**Your assignment:** Lines to return, exactly: from the line with "just reflect that)." to the line with "- Cross-references added" in the entries below, both included.

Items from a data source
========================

PR #2154, opened 2026-07-07
Docs(authbridge): add sidecar injection reference page

### LINKED ISSUE #1775: docs(authbridge): document sidecar injection modes and label model
## Problem

The Kagenti documentation does not have a unified, current page that explains:

1. **Sidecar injection modes** — what containers a user should expect to see in an agent pod, and which Kagenti mode produces which container set.
2. **The label model that controls injection** — `kagenti.io/type`, `kagenti.io/inject`, `kagenti.io/spire`, and the per-sidecar opt-outs (`kagenti.io/envoy-proxy-inject`, `kagenti.io/spiffe-helper-inject`, `kagenti.io/client-registration-inject`).
3. **How to switch modes** — and what the resulting container layout will be.

Today this information is partial and scattered:

- `docs/authbridge/deployment-guide.md` — covers `proxy-sidecar` / `envoy-sidecar` / `waypoint` modes but uses the older `kagenti.io/authbridge-mode` annotation and does not mention the SPIRE opt-out label or per-sidecar opt-outs.
- `docs/authbridge/roadmap.md`, `docs/components.md`, `docs/design-proposals/consolidated-compositional-agent-platform-design.md` — fragments of the model, design-doc tone, not user-facing.
- `charts/kagenti/values.yaml` — image tags only.

## Why this matters

Users following the weather-agent demo (kagenti-extensions PR #439 review surfaced this) see `3/3 Running` with containers `agent envoy-proxy spiffe-helper` — the demo doc currently claims `2/2` with `agent envoy-proxy`. There is no canonical page they can go to and figure out what's controlling that, or how to switch.

## What we need

A single user-facing page (refresh of `docs/authbridge/deployment-guide.md`, or a sibling) that covers:

- A "verify which mode you're in" command (`kubectl get pod ... -o jsonpath='{.items[0].spec.containers[*].name}'`).
- A table mapping mode + label combination → expected container list.
- The current label vocabulary (`kagenti.io/inject`, `kagenti.io/spire`, per-sidecar opt-out labels) with examples.
- A short pointer to cluster-admin feature gates (`globalEnabled`, `injectTools`, per-sidecar gates) for completeness, with a link to the webhook source of truth.
- A concrete "how to switch modes" section reflecting the current AgentRuntime CR + ConfigMap precedence chain.

## Out of scope (for the doc)

- Designing new modes.
- Deprecating `kagenti.io/authbridge-mode` (still honored — the doc should just reflect that).

## Related

- kagenti-extensions PR #439 — fixed a stale `team1` namespace reference; reviewer + my own verification surfaced that the container count shown in `authbridge/demos/weather-agent/demo-ui.md` is also stale (says 2/2, real install today shows 3/3 with SPIRE on).
- Source of truth for the label model: `kagenti-webhook/internal/webhook/injector/{pod_mutator.go,constants.go}` in `kagenti/kagenti-extensions`.

Alan-Cha:
## Summary

- Adds `docs/authbridge/sidecar-injection.md` — a new user-facing reference page covering the AuthBridge injection model
- Cross-references added in `docs/authbridge/README.md` and `docs/authbridge/deployment-guide.md`

Closes #1775

## What's in the new page

- **Verify command** — `kubectl get pods -o jsonpath` to list container names in running pods
- **Container table** — maps each mode (`proxy-sidecar`, `lite`, `envoy-sidecar`, `waypoint`) to expected containers, with a callout that spiffe-helper is a bundled process (not a separate container)
- **Label vocabulary** — pre-filter labels, per-sidecar opt-out labels, and the deprecated `kagenti.io/authbridge-mode` annotation, each with YAML examples
- **How to switch modes** — full precedence chain (AgentRuntime CR → namespace ConfigMap → deprecated annotation → cluster default) with YAML for each layer
- **Feature gates table** — `globalEnabled`, `envoyProxy`, `injectTools`, `perWorkloadConfigResolution` with defaults and link to source
- **Decision flow diagram** — complete injection logic as an ASCII tree

## Test plan

- [ ] Verify `docs/authbridge/sidecar-injection.md` renders correctly on GitHub
- [ ] Verify links in `README.md` and `deployment-guide.md` resolve correctly

Assisted-By: Claude Code

### DIFF
--- a/docs/authbridge/deployment-guide.md
+++ b/docs/authbridge/deployment-guide.md
@@ -13,10 +13,12 @@ deployment shape (kagenti-extensions#411):
 | **Plugins included** | jwt-validation + token-exchange + a2a/mcp/inference parsers | Same as proxy-sidecar | jwt-validation + token-exchange only |
 | **Use when** | Standard deployments | Need transparent interception of non-HTTP protocols | Size-constrained / no protocol-aware events |
 
-`spiffe-helper` is bundled inside every combined image and runs only when the
-operator sets `SPIRE_ENABLED=true` on the workload (driven by the
-`kagenti.io/spire: enabled` label). Client registration is handled by the
-operator's reconciler — there's no in-pod client-registration sidecar.
+SPIRE integration is built into every combined image using the
+[go-spiffe](https://github.com/spiffe/go-spiffe) SDK. It is enabled or disabled
+per workload via the `SPIRE_ENABLED` env var (driven by the
+`kagenti.io/spiffe-helper-inject` label) — there is no separate spiffe-helper
+binary or process. Client registration is handled by the operator's reconciler —
+there's no in-pod client-registration sidecar.
 
 ## Selecting a mode
 
@@ -42,8 +44,9 @@ spec:
     name: weather-service
 ```
 
-The deprecated annotation is retained for tools and other workloads that
-don't have their own AgentRuntime CR yet:
+The deprecated annotation is retained for backward compatibility. Use the
+namespace `authbridge-runtime-config` ConfigMap instead — it is the canonical
+way to set mode and applies to all workloads in the namespace:
 
 ```yaml
 metadata:
--- a/docs/authbridge/deployment-guide.md
+++ b/docs/authbridge/deployment-guide.md
@@ -49,11 +49,14 @@ namespace `authbridge-runtime-config` ConfigMap instead — it is the canonical
 way to set mode and applies to all workloads in the namespace:
 
 ```yaml
+apiVersion: v1
+kind: ConfigMap
 metadata:
-  labels:
-    kagenti.io/type: tool
-  annotations:
-    kagenti.io/authbridge-mode: "envoy-sidecar"
+  name: authbridge-runtime-config
+  namespace: team1
+data:
+  config.yaml: |
+    mode: envoy-sidecar
 ```
 
 ## Proxy-Sidecar Mode (Default)
--- a/docs/authbridge/deployment-guide.md
+++ b/docs/authbridge/deployment-guide.md
@@ -22,31 +22,18 @@ there's no in-pod client-registration sidecar.
 
 ## Selecting a mode
 
-The operator resolves mode per workload from this chain
-(kagenti-operator#361):
+The mutating webhook resolves mode from this chain (first non-empty wins):
 
-1. `AgentRuntime.Spec.AuthBridgeMode` on the workload's CR (canonical).
-2. `mode:` field on the namespace-level `authbridge-runtime-config` ConfigMap.
-3. The deprecated `kagenti.io/authbridge-mode` pod annotation (still honored).
-4. Cluster-wide default (`proxy-sidecar`).
+1. `mode:` field in the namespace-level `authbridge-runtime-config` ConfigMap **(canonical)**.
+2. The deprecated `kagenti.io/authbridge-mode` pod annotation (still honored).
+3. Cluster-wide default (`proxy-sidecar`).
 
-```yaml
-# Canonical: per-workload override on the AgentRuntime CR
-apiVersion: kagenti.io/v1alpha1
-kind: AgentRuntime
-metadata:
-  name: weather-service
-spec:
-  authBridgeMode: envoy-sidecar
-  targetRef:
-    apiVersion: apps/v1
-    kind: Deployment
-    name: weather-service
-```
+> **Note:** `AgentRuntime.Spec.AuthBridgeMode` is enum-validated by the CRD webhook but is not
+> read by the mutating webhook when resolving injection mode. Setting it does not change which
+> containers are injected.
 
-The deprecated annotation is retained for backward compatibility. Use the
-namespace `authbridge-runtime-config` ConfigMap instead — it is the canonical
-way to set mode and applies to all workloads in the namespace:
+The canonical way to set mode is the namespace ConfigMap, which applies to all workloads in
+the namespace:
 
 ```yaml
 apiVersion: v1
@@ -246,7 +233,7 @@ kubectl exec deploy/weather-service -n team1 -c envoy-proxy -- \
 
 ### Proxy Not Injected
 
-1. Verify the pod has `kagenti.io/type: agent` label
+1. Verify the pod has `kagenti.io/type: agent` label — the operator sets this automatically when an AgentRuntime CR targets the workload
 2. Check that the Kagenti operator webhook is running:
    ```bash
    kubectl get mutatingwebhookconfigurations | grep kagenti
--- a/docs/authbridge/deployment-guide.md
+++ b/docs/authbridge/deployment-guide.md
@@ -260,5 +260,6 @@ injects defaults that can be overridden via Helm values.
 ## Further Reading
 
 - [Sidecar Injection](sidecar-injection.md) — expected containers per mode, label vocabulary, feature gates, how to switch modes
+- [Authentication Guide](../authentication.md) — how `CLIENT_AUTH_TYPE=federated-jwt` (SPIFFE auth) works, how to enable it, and how it compares to client-secret mode
 - [AuthBridge Binary README](https://github.com/kagenti/kagenti-extensions/blob/main/authbridge/cmd/README.md) — full YAML config reference, all listener modes
 - [AuthBridge Architecture](https://github.com/kagenti/kagenti-extensions/blob/main/authbridge/README.md) — sequence diagrams, protocol details
--- a/docs/authbridge/deployment-guide.md
+++ b/docs/authbridge/deployment-guide.md
@@ -42,10 +42,16 @@ spec:
     name: weather-service
 ```
 
-> **Note:** All workloads should use an AgentRuntime CR to enroll with the
-> platform. The operator applies `kagenti.io/type` labels automatically.
-> The deprecated `kagenti.io/authbridge-mode` annotation is still honored
-> but `AgentRuntime.Spec.AuthBridgeMode` is the canonical method.
+The deprecated annotation is retained for tools and other workloads that
+don't have their own AgentRuntime CR yet:
+
+```yaml
+metadata:
+  labels:
+    kagenti.io/type: tool
+  annotations:
+    kagenti.io/authbridge-mode: "envoy-sidecar"
+```
 
 ## Proxy-Sidecar Mode (Default)
 
@@ -234,7 +240,7 @@ kubectl exec deploy/weather-service -n team1 -c envoy-proxy -- \
 
 ### Proxy Not Injected
 
-1. Verify the workload has an AgentRuntime CR targeting it (the operator applies the `kagenti.io/type` label automatically)
+1. Verify the pod has `kagenti.io/type: agent` label
 2. Check that the Kagenti operator webhook is running:
    ```bash
    kubectl get mutatingwebhookconfigurations | grep kagenti
@@ -253,5 +259,6 @@ injects defaults that can be overridden via Helm values.
 
 ## Further Reading
 
+- [Sidecar Injection](sidecar-injection.md) — expected containers per mode, label vocabulary, feature gates, how to switch modes
 - [AuthBridge Binary README](https://github.com/kagenti/kagenti-extensions/blob/main/authbridge/cmd/README.md) — full YAML config reference, all listener modes
 - [AuthBridge Architecture](https://github.com/kagenti/kagenti-extensions/blob/main/authbridge/README.md) — sequence diagrams, protocol details
--- a/docs/authbridge/sidecar-injection.md
+++ b/docs/authbridge/sidecar-injection.md
@@ -20,7 +20,7 @@ kubectl get pods -n team1 -l app=weather-service \
 | Mode | Regular containers | Init containers | Notes |
 |---|---|---|---|
 | `proxy-sidecar` (default) | `<agent>` `authbridge-proxy` | — | SPIRE integration is in-process inside `authbridge-proxy` when `SPIRE_ENABLED=true` |
-| `lite` | `<agent>` `authbridge-proxy` | — | Same shape as proxy-sidecar; uses `authbridge-lite` image (auth-only) |
+| `lite` | `<agent>` `authbridge-proxy` | — | Same shape as proxy-sidecar; uses `authbridge-lite` image (auth-only plugins); SPIRE integration in-process when `SPIRE_ENABLED=true` |
 | `envoy-sidecar` | `<agent>` `envoy-proxy` | `proxy-init` | SPIRE integration is in-process inside `envoy-proxy` when `SPIRE_ENABLED=true`; proxy-init runs as root (UID 0) with NET_ADMIN/NET_RAW — not privileged |
 | `waypoint` | — | — | Not injected as a sidecar; waypoint is a standalone deployment |
 
--- a/docs/authbridge/sidecar-injection.md
+++ b/docs/authbridge/sidecar-injection.md
@@ -19,15 +19,20 @@ kubectl get pods -n team1 -l app=weather-service \
 
 | Mode | Regular containers | Init containers | Notes |
 |---|---|---|---|
-| `proxy-sidecar` (default) | `<agent>` `authbridge-proxy` | — | spiffe-helper runs as a process **inside** `authbridge-proxy` when SPIRE is on |
+| `proxy-sidecar` (default) | `<agent>` `authbridge-proxy` | — | SPIRE integration is in-process inside `authbridge-proxy` when `SPIRE_ENABLED=true` |
 | `lite` | `<agent>` `authbridge-proxy` | — | Same shape as proxy-sidecar; uses `authbridge-lite` image (auth-only) |
-| `envoy-sidecar` | `<agent>` `envoy-proxy` | `proxy-init` | spiffe-helper runs as a process **inside** `envoy-proxy` when SPIRE is on; proxy-init is privileged |
+| `envoy-sidecar` | `<agent>` `envoy-proxy` | `proxy-init` | SPIRE integration is in-process inside `envoy-proxy` when `SPIRE_ENABLED=true`; proxy-init is privileged |
 | `waypoint` | — | — | Not injected as a sidecar; waypoint is a standalone deployment |
 
-> **spiffe-helper is not a separate container.** It is bundled inside both
-> `authbridge-proxy` (proxy-sidecar/lite) and `envoy-proxy` (envoy-sidecar) and
-> starts conditionally based on the `SPIRE_ENABLED` env var, which the operator
-> sets per workload based on the `kagenti.io/spiffe-helper-inject` label.
+> **There is no spiffe-helper container or process.** AuthBridge uses the
+> [go-spiffe](https://github.com/spiffe/go-spiffe) SDK directly to open a
+> `workloadapi.JWTSource` against the SPIRE workload API socket
+> (`/spiffe-workload-api/spire-agent.sock`) and fetch JWT-SVIDs in-process.
+> The files in `/opt` (`svid.pem`, `jwt_svid.token`, etc.) are written by a
+> goroutine inside AuthBridge itself for compatibility with external file readers
+> — not by a separate binary. SPIRE integration is enabled or disabled via the
+> `SPIRE_ENABLED` env var, which the operator sets per workload based on the
+> `kagenti.io/spiffe-helper-inject` label.
 
 ## Label vocabulary
 
--- a/docs/authbridge/sidecar-injection.md
+++ b/docs/authbridge/sidecar-injection.md
@@ -21,7 +21,7 @@ kubectl get pods -n team1 -l app=weather-service \
 |---|---|---|---|
 | `proxy-sidecar` (default) | `<agent>` `authbridge-proxy` | — | SPIRE integration is in-process inside `authbridge-proxy` when `SPIRE_ENABLED=true` |
 | `lite` | `<agent>` `authbridge-proxy` | — | Same shape as proxy-sidecar; uses `authbridge-lite` image (auth-only) |
-| `envoy-sidecar` | `<agent>` `envoy-proxy` | `proxy-init` | SPIRE integration is in-process inside `envoy-proxy` when `SPIRE_ENABLED=true`; proxy-init is privileged |
+| `envoy-sidecar` | `<agent>` `envoy-proxy` | `proxy-init` | SPIRE integration is in-process inside `envoy-proxy` when `SPIRE_ENABLED=true`; proxy-init runs as root (UID 0) with NET_ADMIN/NET_RAW — not privileged |
 | `waypoint` | — | — | Not injected as a sidecar; waypoint is a standalone deployment |
 
 > **There is no spiffe-helper container or process.** AuthBridge uses the
@@ -54,7 +54,7 @@ These let you disable a specific sidecar while leaving others active.
 | Label | Default | Set to `false` to… |
 |---|---|---|
 | `kagenti.io/envoy-proxy-inject` | inject (when feature gate is on) | Disable the `envoy-proxy` sidecar (envoy-sidecar mode only) |
-| `kagenti.io/spiffe-helper-inject` | inject (enabled) | Suppress SPIRE — sets `SPIRE_ENABLED=false` on the combined sidecar, preventing the bundled spiffe-helper process from starting |
+| `kagenti.io/spiffe-helper-inject` | inject (enabled) | Suppress SPIRE — sets `SPIRE_ENABLED=false` on the sidecar, preventing the go-spiffe workload API source from being opened |
 
 ### Deprecated label
 
@@ -83,28 +83,16 @@ metadata:
 
 ## How to switch modes
 
-Mode is resolved from this chain (first non-empty wins):
+Mode is resolved by the **mutating webhook** from this chain (first non-empty wins):
 
-1. `AgentRuntime.Spec.AuthBridgeMode` on the workload's CR **(canonical)**
-2. `mode:` field in the namespace-level `authbridge-runtime-config` ConfigMap
-3. `kagenti.io/authbridge-mode` pod annotation *(deprecated — still honored)*
-4. Cluster-wide default: `proxy-sidecar`
+1. `mode:` field in the namespace-level `authbridge-runtime-config` ConfigMap
+2. `kagenti.io/authbridge-mode` pod annotation *(deprecated — still honored)*
+3. Cluster-wide default: `proxy-sidecar`
 
-### Per-workload override (AgentRuntime CR)
-
-```yaml
-apiVersion: kagenti.io/v1alpha1
-kind: AgentRuntime
-metadata:
-  name: weather-service
-  namespace: team1
-spec:
-  authBridgeMode: envoy-sidecar   # proxy-sidecar | envoy-sidecar | lite | waypoint
-  targetRef:
-    apiVersion: apps/v1
-    kind: Deployment
-    name: weather-service
-```
+> **Note on `AgentRuntime.Spec.AuthBridgeMode`:** This field exists on the CRD and is
+> enum-validated, but the mutating webhook does not read it during injection. Setting it
+> does not change which containers are injected. Use the namespace ConfigMap to control
+> mode for all workloads in a namespace.
 
 ### Namespace default (ConfigMap)
 
@@ -127,7 +115,7 @@ kubectl logs -n kagenti-system deploy/kagenti-operator \
 
 ## Cluster-admin feature gates
 
-Feature gates are loaded from the `kagenti-webhook-config` ConfigMap in the
+Feature gates are loaded from the `kagenti-feature-gates` ConfigMap in the
 operator's namespace and take effect immediately (no restart needed).
 
 | Gate | Default | Controls |
@@ -147,16 +135,16 @@ Pod admitted by webhook
        └─ globalEnabled=true?  — No → skip
             └─ type=tool and injectTools=false?  — Yes → skip
                  └─ kagenti.io/inject=disabled?  — Yes → skip
-                      └─ Resolve mode (CR → namespace CM → annotation → default)
+                      └─ Resolve mode (namespace CM → annotation → default)
                            ├─ waypoint → skip (standalone deployment)
                            ├─ proxy-sidecar / lite
                            │    └─ inject authbridge-proxy
                            │         + HTTP_PROXY env vars into agent container
-                           │         + SPIRE_ENABLED based on spiffe-helper decision
+                           │         + SPIRE_ENABLED based on spiffe-helper-inject label
                            └─ envoy-sidecar
                                 └─ inject envoy-proxy (if envoyProxy gate=true and label≠false)
                                      + proxy-init (follows envoy-proxy decision)
-                                     + SPIRE_ENABLED based on spiffe-helper decision
+                                     + SPIRE_ENABLED based on spiffe-helper-inject label
 ```
 
 ## Related
--- a/docs/authbridge/sidecar-injection.md
+++ b/docs/authbridge/sidecar-injection.md
@@ -132,7 +132,7 @@ operator's namespace and take effect immediately (no restart needed).
 | `injectTools` | `false` | Whether `kagenti.io/type=tool` workloads receive injection (agents are always injected) |
 | `perWorkloadConfigResolution` | `false` | When `true`, webhook reads namespace ConfigMaps at admission time and injects literal env var values instead of `valueFrom` references |
 
-Source of truth: [`kagenti-operator/internal/webhook/config/feature_gates.go`](https://github.com/kagenti/kagenti-extensions/blob/main/kagenti-operator/internal/webhook/config/feature_gates.go)
+Source of truth: [`internal/webhook/config/feature_gates.go`](https://github.com/kagenti/kagenti-operator/blob/main/kagenti-operator/internal/webhook/config/feature_gates.go)
 
 ## Full injection decision flow
 
--- a/docs/authbridge/sidecar-injection.md
+++ b/docs/authbridge/sidecar-injection.md
@@ -1,0 +1,161 @@
+# AuthBridge Sidecar Injection
+
+This page explains what containers to expect in an agent pod, which labels
+control injection, and how to switch modes.
+
+## Verify which mode you're in
+
+```bash
+# List container names in the running pod
+kubectl get pods -n team1 -l kagenti.io/type=agent \
+  -o jsonpath='{range .items[*]}{.metadata.name}{" → "}{.spec.containers[*].name}{"\n"}{end}'
+
+# Or for a specific deployment
+kubectl get pods -n team1 -l app=weather-service \
+  -o jsonpath='{.items[0].spec.containers[*].name}'
+```
+
+## Expected containers by mode
+
+| Mode | Regular containers | Init containers | Notes |
+|---|---|---|---|
+| `proxy-sidecar` (default) | `<agent>` `authbridge-proxy` | — | spiffe-helper runs as a process **inside** `authbridge-proxy` when SPIRE is on |
+| `lite` | `<agent>` `authbridge-proxy` | — | Same shape as proxy-sidecar; uses `authbridge-lite` image (auth-only) |
+| `envoy-sidecar` | `<agent>` `envoy-proxy` | `proxy-init` | spiffe-helper runs as a process **inside** `envoy-proxy` when SPIRE is on; proxy-init is privileged |
+| `waypoint` | — | — | Not injected as a sidecar; waypoint is a standalone deployment |
+
+> **spiffe-helper is not a separate container.** It is bundled inside both
+> `authbridge-proxy` (proxy-sidecar/lite) and `envoy-proxy` (envoy-sidecar) and
+> starts conditionally based on the `SPIRE_ENABLED` env var, which the operator
+> sets per workload based on the `kagenti.io/spiffe-helper-inject` label.
+
+## Label vocabulary
+
+Labels are set on the **pod template** (e.g. `Deployment.spec.template.metadata.labels`).
+The operator applies `kagenti.io/type` automatically via the AgentRuntime reconciler —
+you normally do not need to set it yourself.
+
+### Pre-filter labels (control whether injection runs at all)
+
+| Label | Values | Behavior |
+|---|---|---|
+| `kagenti.io/type` | `agent` \| `tool` | **Required for injection.** Only `agent` and `tool` workloads are mutated. Set automatically by the operator. |
+| `kagenti.io/inject` | `disabled` | Set to `disabled` to opt this workload out of all sidecar injection. Any other value (or absent) allows injection. |
+
+### Per-sidecar opt-out labels
+
+These let you disable a specific sidecar while leaving others active.
+
+| Label | Default | Set to `false` to… |
+|---|---|---|
+| `kagenti.io/envoy-proxy-inject` | inject (when feature gate is on) | Disable the `envoy-proxy` sidecar (envoy-sidecar mode only) |
+| `kagenti.io/spiffe-helper-inject` | inject (enabled) | Suppress SPIRE — sets `SPIRE_ENABLED=false` on the combined sidecar, preventing the bundled spiffe-helper process from starting |
+
+### Deprecated label
+
+| Annotation | Status | Replacement |
+|---|---|---|
+| `kagenti.io/authbridge-mode` | **Deprecated** — still honored | Use `AgentRuntime.Spec.AuthBridgeMode` |
+
+### Examples
+
+```yaml
+# Opt this workload out of all injection
+metadata:
+  labels:
+    kagenti.io/inject: "disabled"
+
+# Keep injection but disable SPIRE
+metadata:
+  labels:
+    kagenti.io/spiffe-helper-inject: "false"
+
+# Disable the envoy-proxy sidecar in envoy-sidecar mode
+metadata:
+  labels:
+    kagenti.io/envoy-proxy-inject: "false"
+```
+
+## How to switch modes
+
+Mode is resolved from this chain (first non-empty wins):
+
+1. `AgentRuntime.Spec.AuthBridgeMode` on the workload's CR **(canonical)**
+2. `mode:` field in the namespace-level `authbridge-runtime-config` ConfigMap
+3. `kagenti.io/authbridge-mode` pod annotation *(deprecated — still honored)*
+4. Cluster-wide default: `proxy-sidecar`
+
+### Per-workload override (AgentRuntime CR)
+
+```yaml
+apiVersion: kagenti.io/v1alpha1
+kind: AgentRuntime
+metadata:
+  name: weather-service
+  namespace: team1
+spec:
+  authBridgeMode: envoy-sidecar   # proxy-sidecar | envoy-sidecar | lite | waypoint
+  targetRef:
+    apiVersion: apps/v1
+    kind: Deployment
+    name: weather-service
+```
+
+### Namespace default (ConfigMap)
+
+```yaml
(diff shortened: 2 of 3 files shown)


charts/kagenti/templates/operator-client-bootstrap-job.yaml
```diff
@@ -0,0 +1,240 @@
...
+    metadata:
+      labels:
+        app.kubernetes.io/name: kagenti
+        app.kubernetes.io/component: operator-bootstrap
+    spec:
+      restartPolicy: OnFailure
+      serviceAccountName: default
+      containers:
+      - name: bootstrap
+        image: {{ .Values.kagentiOperator.spiffeAuth.bootstrapImage | default "curlimages/curl:latest" }}
```
clawgenti: **must-fix** `curlimages/curl:latest` does not include `jq`. The bootstrap script uses `jq -sRr @uri` at lines 157 and 200 to URL-encode `$OPERATOR_CLIENT_ID` for the client search API call. This will fail with `sh: jq: not found` at runtime. Use an image that bundles both curl and jq, or replace the `jq` invocation with a POSIX-safe alternative (e.g. `python3 -c 'import urllib.parse,sys; print(urllib.parse.quote(sys.argv[1]))' "$OPERATOR_CLIENT_ID"` — python3 is available in most base images).

charts/kagenti/templates/operator-client-bootstrap-job.yaml
```diff
@@ -0,0 +1,240 @@
...
+spec:
+  ttlSecondsAfterFinished: 300
+  template:
+    metadata:
+      labels:
+        app.kubernetes.io/name: kagenti
+        app.kubernetes.io/component: operator-bootstrap
+    spec:
+      restartPolicy: OnFailure
+      serviceAccountName: default
```
clawgenti: **must-fix** `serviceAccountName: default` gives the Job the default SA in the keycloak namespace. The bootstrap script reads the `keycloak-initial-admin` Secret and makes Keycloak admin API calls — neither is permitted by the out-of-the-box `default` SA. Add a dedicated `ServiceAccount` + `Role` (granting `get` on secrets in the keycloak namespace) + `RoleBinding`, or at minimum document the required pre-existing RBAC.

charts/kagenti/templates/operator-client-bootstrap-job.yaml
```diff
@@ -0,0 +1,240 @@
...
+          echo "   ✓ Admin token obtained"
+
+          # Check if SPIFFE IdP exists
+          echo "2. Checking if SPIFFE Identity Provider exists..."
+          IDP_RESPONSE=$(curl -s -w "\n%{http_code}" -X GET \
+            -H "Authorization: Bearer $TOKEN" \
+            "$KEYCLOAK_URL/admin/realms/$KEYCLOAK_REALM/identity-provider/instances/$SPIFFE_IDP_ALIAS")
+          IDP_HTTP_CODE=$(echo "$IDP_RESPONSE" | tail -n1)
+
+          if [ "$IDP_HTTP_CODE" = "404" ]; then
```
clawgenti: **suggestion** Only `404` is treated as "not found"; a `401`, `403`, or `5xx` response silently falls through to the `else` branch and prints "already exists", then continues with a token or config that is actually broken. Consider adding: `elif [ "$IDP_HTTP_CODE" != "200" ]; then echo "ERROR: unexpected HTTP $IDP_HTTP_CODE checking IdP"; exit 1; fi`.

charts/kagenti/values.yaml
```diff
@@ -286,6 +286,33 @@ kagenti-operator-chart:
...
+#  SPIFFE Configuration
+# ------------------------------------------------------------------
+spiffe:
+  # SPIFFE Identity Provider alias in Keycloak
+  idpAlias: "spire-spiffe"
+  # SPIRE OIDC Discovery Provider URL
+  oidcDiscoveryURL: "http://spire-spiffe-oidc-discovery-provider.zero-trust-workload-identity-manager.svc:8080"
+
+# Trust domain (used for SPIFFE IDs)
+spireTrustDomain: localtest.me
```
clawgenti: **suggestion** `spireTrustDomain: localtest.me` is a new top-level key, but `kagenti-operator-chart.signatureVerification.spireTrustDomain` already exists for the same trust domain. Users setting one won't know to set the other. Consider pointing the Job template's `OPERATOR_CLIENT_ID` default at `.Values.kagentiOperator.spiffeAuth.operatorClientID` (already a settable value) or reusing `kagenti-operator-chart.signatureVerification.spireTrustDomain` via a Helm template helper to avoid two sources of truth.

========================

**Task result:**
- Deprecating `kagenti.io/authbridge-mode` (still honored — the doc should just reflect that).

## Related

- kagenti-extensions PR #439 — fixed a stale `team1` namespace reference; reviewer + my own verification surfaced that the container count shown in `authbridge/demos/weather-agent/demo-ui.md` is also stale (says 2/2, real install today shows 3/3 with SPIRE on).
- Source of truth for the label model: `kagenti-webhook/internal/webhook/injector/{pod_mutator.go,constants.go}` in `kagenti/kagenti-extensions`.

Alan-Cha:
## Summary

- Adds `docs/authbridge/sidecar-injection.md` — a new user-facing reference page covering the AuthBridge injection model
- Cross-references added in `docs/authbridge/README.md` and `docs/authbridge/deployment-guide.md`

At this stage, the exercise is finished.